# Input shaft bearing?



## TheWETZ (Sep 12, 2005)

I've already searched for the input shaft bearing.
My questions are:
Where is it located, on the transmission or the clutch?
As far as I can tell it's on the transmission. If this is correct how hard is it replace and where can I buy one?


----------



## Halpem (May 15, 2002)

*Re: Input shaft bearing? (TheWETZ)*


_Quote, originally posted by *TheWETZ* »_I've already searched for the input shaft bearing.
My questions are:
Where is it located, on the transmission or the clutch?
As far as I can tell it's on the transmission. If this is correct how hard is it replace and where can I buy one?

Below its number 2 and its pressed down the shaft
You have to rebuild the unit to replace it. I can help with the bearing if you need it


----------



## TheWETZ (Sep 12, 2005)

*Re: Input shaft bearing? (Halpem)*

Thanks Halpem. It's not what I wanted to hear but now I have a direction.
The reason for the question is, I just replaced my upper and lower timing chains. I had to remove the transmission to get to the lower timing chain. After installing the transmission once the chains were done, the transmission makes a noise. The noise is there until I depress the clutch, but once I let off the clutch the noise will return. So I'm trying to decide if it is the input shaft bearing or the throw out bearing.


----------



## VR6drift (Jul 25, 2008)

*Re: Input shaft bearing? (TheWETZ)*

I replaced my Clutch and Flywheel last Oct. Over a while, it developed the same exact noise you are taking about. It basically stops when you depress the clutch and begins again when you release it.. And as of last night it became more than a noise. It has worked itself to where it won't stay in 1st, 3rd, or 5th when off throttle or stay in the vertical neutral position. So I am looking to replace the input Shaft bearing myself here.


----------



## TheWETZ (Sep 12, 2005)

*Re: Input shaft bearing? (VR6drift)*


_Quote, originally posted by *VR6drift* »_I replaced my Clutch and Flywheel last Oct. Over a while, it developed the same exact noise you are taking about. It basically stops when you depress the clutch and begins again when you release it.. And as of last night it became more than a noise. It has worked itself to where it won't stay in 1st, 3rd, or 5th when off throttle or stay in the vertical neutral position. So I am looking to replace the input Shaft bearing myself here. 

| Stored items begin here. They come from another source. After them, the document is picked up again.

Issue #1305, opened 2020-11-05
[CACHE] Clear cache menu entry


pgilfernandez:
**Commit Hash** 
de48eba7

**Platform** 
macOS 10.14.6

**Summary**
It would be nice to have a menu entry inside "Sequence" to clear the entire cache. Maybe it's something not useful while in production and when the software is robust, but in the meanwhile it would be nice to have a fast way to launch this task.

Thanks

**Additional Information / Output**

Simran-B:
So basically a quicker way to do this?

![image](https://user-images.githubusercontent.com/7819991/98237593-6b763900-1f65-11eb-8d45-ba706528617d.png)

pgilfernandez:
Yes, this is just what I'm looking for, without the need to close Olive. Have in mind that sometimes Olive crashes and it doesn't clear the cache...

Simran-B:
I guess it would make sense to change the feature to "Automatically clear disk cache on close and start", so that you can be sure that there are no leftovers, even if a crash occurred.

pgilfernandez:
Yes, that would make sense too, "on close and start".
But I still think the option to easily clear the cache on demand from the menu would be great (I'm experimenting cache issues and it would be handy... I guess more people will find it also handy)

Simran-B:
Here's a PR: #1306

I'm slightly concerned that the path it tries to delete is `''`. This is also the case with the existing dialog...

![image](https://user-images.githubusercontent.com/7819991/98245708-a0888880-1f71-11eb-8eb5-849362a6a112.png)

elsandosgrande:
> Here's a PR: #1306
> 
> I'm slightly concerned that the path it tries to delete is `''`. This is also the case with the existing dialog...
> 
> ![image](https://user-images.githubusercontent.com/7819991/98245708-a0888880-1f71-11eb-8eb5-849362a6a112.png)

I'm still seeing this to this day:
![image](https://user-images.githubusercontent.com/40576902/113406680-34893f80-93ac-11eb-9717-8a88dfa197f3.png)

As expected, it does not clear even a single byte of the cache (it couldn't have forgotten all of it, since I had cached and regularly closed Olive several times).

PR #1306, opened 2020-11-05
Add Clear Disk Cache to Sequence menu

Simran-B:
A faster way to clear disk cache while testing 0.2, see #1305

### DIFF
--- a/app/window/mainwindow/mainmenu.cpp
+++ b/app/window/mainwindow/mainmenu.cpp
@@ -22,6 +22,7 @@
 
 #include <QDesktopServices>
 #include <QEvent>
+#include <QMessageBox>
 #include <QStyleFactory>
 
 #include "common/timecodefunctions.h"
@@ -30,6 +31,7 @@
 #include "dialog/actionsearch/actionsearch.h"
 #include "dialog/task/task.h"
 #include "panel/panelmanager.h"
+#include "render/diskmanager.h"
 #include "tool/tool.h"
 #include "ui/style/style.h"
 #include "undo/undostack.h"
@@ -165,6 +167,8 @@ MainMenu::MainMenu(MainWindow *parent) :
   sequence_menu_ = new Menu(this, this, &MainMenu::SequenceMenuAboutToShow);
   sequence_cache_item_ = sequence_menu_->AddItem("seqcache", this, &MainMenu::SequenceCacheTriggered);
   sequence_cache_in_to_out_item_ = sequence_menu_->AddItem("seqcacheinout", this, &MainMenu::SequenceCacheInOutTriggered);
+  sequence_menu_->addSeparator();
+  sequence_cache_clear_ = sequence_menu_->AddItem("seqcacheclear", this, &MainMenu::SequenceCacheClearTriggered);
 
   //
   // WINDOW MENU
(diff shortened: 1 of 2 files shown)


TheTechRobo:
What's the status on this PR?

Simran-B:
Well, the intent of this PR is to make it easier to clear the cache. There is a problem however: Olive only deletes the files that it knows are cache files, but in case of a crash it may "forget" about some and thus not erase them. The likelihood of these being corrupted is high, and the can cause follow-up issues, see https://github.com/olive-editor/olive/issues/1284#issuecomment-729136248

So without further changes, this PR doesn't really improve alpha testing. A better cache clearing solution is needed.

elsandosgrande:
Could the cache files have something like an identifier in the file name? If, say, every cache file begins with `olive-editor-cache`, then it should be easy to avoid collisions with other files while being able to easily identify the file.

TheTechRobo:
@elsandosgrande and, on startup it picks a random number for the prefix, and anything that doesn't start with that prefix will be deleted?

elsandosgrande:
@TheTechRobo What do you mean by picking a random number for a prefix? Every cache file would begin with the string `olive-editor-cache` and thus be easily detectable within the designated directory.

TheTechRobo:
I was thinking because that way it wouldn't delete current cache files, but that's invalid since we'd be running that on startup.

So forget what I said. :cat_smile:

Simran-B:
It should clear the entire cache without accidentally deleting user files. There's no need to add a salt to make cached files from different sessions distinguishable.

ThomasWilshaw:
Would it maybe make more sense to give the cache exrs a custom extension like .ovexr or something?

sobotka:
> Would it maybe make more sense to give the cache exrs a custom extension like .ovexr or something?

Ideally there should be a point where external tools can pre-generate the cache files. Having the cache in a well documented and robust file format is an asset.

Simran-B:
What would be the benefit of allowing tools other than Olive to pre-generate the cache? Why not let Olive handle that, e.g. as a headless process that monitors a folder?

The problem is that Olive calculates a hash value for each frame which it uses to organize its mediacache. External tools would have to implement the same logic to place the files where Olive will look for them. The hash algorithm may change, which would break the pipeline. A possible trade-off would be to let external tools create EXRs and have Olive move/copy them into its cache file and folder structure. But it would still require additional information to let Olive know what the source is and its metadata (unless it's all embedded into each EXR).

I have mixed feeling about using a custom file extension. It makes it less clear what kind of file it is and double-click to open in standard app won't work unless we register `.ovexr`. A better approach might be to use `.olive-cache.exr` as extension. There's still the question whether the cache subfolders (`00`..`ff`) should be removed when clearing the cache, which complicates the cleanup procedure if we only want to remove folders which are empty after having deleted Olive's EXRs.

Another option would be to simply delete the entire mediacache folder and warn users if they change the cache path to an existing, non-empty folder. There would be no warning for the default cache path however.

elsandosgrande:
I would personally go with prefixing the file name with `olive-editor-cache` or `olive-cache`, but I completely agree that changing the final file extension should be avoided.

@Simran-B If the cache is already stored in specific sub-directories, as opposed to simply being stored in the cache directory without any sub-directories, then wouldn't it be simple enough to delete all of the EXR files with the marker string and then delete all of the sub-directories that are left empty after that operation?

Regarding external tools, I'm guessing that they could be used on ingestion stations to generate the initial cache while copying the footage over to the local network-attached-storage server(s) after transcoding if that is necessary. As I don't have any experience in this field, this is what I think of when I think of an ingestion station: [reference one](https://linustechtips.com/topic/1039341-what-are-ingest-stations/), [reference two](https://www.youtube.com/watch?v=eQED3tF8wuw)

PR #95616, opened 2026-07-08
Only compile edge instrumentation when an edge consumer exists (next dev)

### LINKED ISSUE #86479: `next dev`: Instrumentation hook is still analyzed for the edge runtime despite never running in the edge runtime

https://github.com/blairmcalpine/instrumentation-errors-repro

### To Reproduce

1. npm install
2. npm run dev
3. Visit http://localhost:3000
4. See the error in your console:
```
Ecmascript file had an error
  1 | export const register = async () => {
  2 |   console.log("registering instrumentation", process.env.NEXT_RUNTIME);
> 3 |   process.on("unhandledRejection", (reason, promise) => {
    |   ^^^^^^^^^^
  4 |     console.error("Unhandled rejection:", reason);
  5 |     console.error("Promise:", promise);
  6 |   });`
```

Current: There is an error logged from analysis of the instrumentation hook for edge runtimes, despite the instrumentation hook never running in the edge runtime. This error doesn't actually break anything at runtime it seems.

Expected: No error should appear. With the new proxy.ts enabling a full nodejs runtime version of Next.js, the instrumentation hook never runs its "edge" version (verified via the console log in the minimal repro, the register hook only runs with process.env.NEXT_RUNTIME set to "nodejs"). Despite this, it seems like there is still some checking for nodejs-only APIs running for the instrumentation hook, which produce console warnings.

If this helps debug:
1. notably the warnings only appear after you visit a page, and not when the initial instrumentation hook is run. 
2. It doesn't seem to produce the same warnings when using `fs`, but accessing the `process` global seems to cause problems.
3. This only happens in dev mode, not production.

```bash
Operating System:
  Platform: darwin
  Arch: arm64
  Available memory (MB): 49152
  Available CPU cores: 14
Binaries:
  Node: 22.15.1
  npm: 10.9.2
  Yarn: 1.22.22
  pnpm: N/A
Relevant Packages:
  next: 16.0.3 // Latest available version is detected (16.0.3).
  eslint-config-next: N/A
  react: 19.2.0
  react-dom: 19.2.0
  typescript: 5.9.3
Next.js Config:
  output: N/A
```

Instrumentation, Middleware

next dev (local)

### Additional context

_No response_

webdevelopersrinu:
Fixes #86479

### What?

In Turbopack dev mode, the edge variant of the instrumentation hook is no longer compiled unconditionally. It is compiled lazily, when the first edge-runtime consumer is discovered: edge middleware (checked when the middleware endpoint is written) or an edge route (checked in `handleRouteType`). Once an edge consumer has been seen, later `handleEntrypoints` passes (e.g. after the instrumentation file changes) rebuild it eagerly again.

### Why?

`handleEntrypoints` compiled both `instrumentation.nodeJs` and `instrumentation.edge` whenever an `instrumentation` file existed — even when the app had no edge-runtime consumer at all (Node.js `proxy.ts`, no `runtime = 'edge'` routes). The edge variant's output is only ever loaded by edge functions (its files are merged into edge function definitions in the middleware manifest), so the eager compilation only surfaced irrelevant edge-compat issues like:

```
A Node.js API is used (process.on at line: 4) which is not supported in the Edge Runtime.
Ecmascript file had an error
```

Since 16.2.x these surface as errors that block local dev (see https://github.com/vercel/next.js/issues/86479#issuecomment).

### How?

- Added `ensureEdgeInstrumentationBuilt()` which compiles the edge variant, reports its issues, and loads the instrumentation middleware manifest. It's invoked from the middleware path (when `writtenEndpoint.type === 'edge'`) and the four edge-route branches of `handleRouteType`, before manifests are written, so instrumentation files are always merged into edge function definitions before they execute.
- A `WeakSet<Entrypoints>` remembers that an edge consumer was seen so instrumentation changes keep rebuilding the edge variant.
- Added `test/development/instrumentation-hook-node-apis` verifying no edge-compat issues are reported for a Node-API-using `instrumentation.js` when no edge consumer exists. Existing `test/e2e/instrumentation-hook` edge cases (`with-middleware`, `with-edge-api`, `with-edge-page`, `with-async-edge-page`) verify the lazy path still delivers edge instrumentation, and pass.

That sucks. I hope mine doesn't get to that point, but I'm still hoping it will be the throw out bearing. I guess we'll see as time goes on.


----------



## 400hpSlimGli (Jun 10, 2002)

*Re: Input shaft bearing? (TheWETZ)*

why do you have to rebuilt the tranny to replace it?


----------



## Halpem (May 15, 2002)

*Re: Input shaft bearing? (400hpSlimGli)*


_Quote, originally posted by *400hpSlimGli* »_why do you have to rebuilt the tranny to replace it? 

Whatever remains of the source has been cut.